We lack diversity, eschew the organic label, can’t qualify for that GMO-free butterfly, and are only sustainable in the sense that we continue to thrive, but not according to the definition of “sustainability” that so occupies marketer’s minds and twitter feeds. We are so far from being politically correct that we could serve as a poster child for a past that consumers who matter would just as soon leave behind. We’ll have to adjust, because the consumer is “Queen,” and when she finds out about us, she may well run screaming from Whole Foods. Blockchain might be the guillotine for our kind of farm.
So, we are going to outlaw gluten here at Hurst Farms. We’ll only plant seeds that were unearthed by shamen in ancient Native American burial grounds, untouched by any corporate influence. We’re working toward being more authentic, as soon as we figure out what that means. I’m sure it will help to have a Bernie Sanders bumper sticker on our brand new electric car, so consider it done.

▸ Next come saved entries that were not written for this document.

PR #41261, opened 2025-09-23
Declared missing variable i in Example 1.

GordonRamsay-689:
In "Example 1: height and width", in the for loop iterating over arrImages an undeclared variable "i" was being used, breaking the example.

### Description

A declaration for the variable "i" has  been added just before it is used, as well as appropriate incrementation after each use in the loop.

### Motivation

A broken example creates confusion.


Josh-Cena (approved):
Great catch, thank you

anazoka2019-cmyk (commented):
Ghsj cknvfjn

PR #41262, opened 2025-09-23
Deprecate onunload event in body element documentation

sczesny:
Mark the 'onunload' event as deprecated.

### Description

https://developer.mozilla.org/en-US/docs/Web/HTML/Reference/Elements/body#onunload leads to https://developer.mozilla.org/en-US/docs/Web/API/Window/unload_event which is deprecated.

### Motivation

Deprecated event should be marked as such.


chrisdavidmills (approved):
@sczesny seems reasonable; thanks!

Or, maybe the best strategy is just to wait this madness out. The state of California has required Starbucks to label its coffee as carcinogenic, joining beer and wine as known carcinogens to California, and surely, inspiring a kind of fatalism about all labels. Without beer, wine, and coffee, why prolong life by studying food labels? Your life will already seem endless. And without hope or happiness.
People are laughing, or at least a lot of people are laughing, at labels that brag that salt and bottled water are GMO free. I’ve been studying up on food labeled “Clean,” and it’s pretty clear to anybody paying attention that the Clean food label doesn’t transmit much useful information and implies something different for every company that uses it.
There is a real fad for “raw” milk and “raw” water. Huh. We’ll lose a few consumers to both those fads, in the most permanent sense imaginable. Unlike most of these labels, “raw” milk and water labels provide real information for consumers, and wiser consumers will avoid both.
Using blockchain to trace food production through every step of a complicated and confusing distribution system will overwhelm consumers with information. Proliferating labels are already causing information overload. Some labels are meaningless, some valuable, some nothing more than the most manipulative marketing imaginable, but the pure volume of information is overwhelming to all but the most dedicated grocery shopper.
My smiling face and industrial farm will surely be lost in the confusion as thousands of marketing MBAs jostle for attention. Millions of labels, all finely tuned to attract the most affluent and discerning consumer, will end up as nothing more than background noise.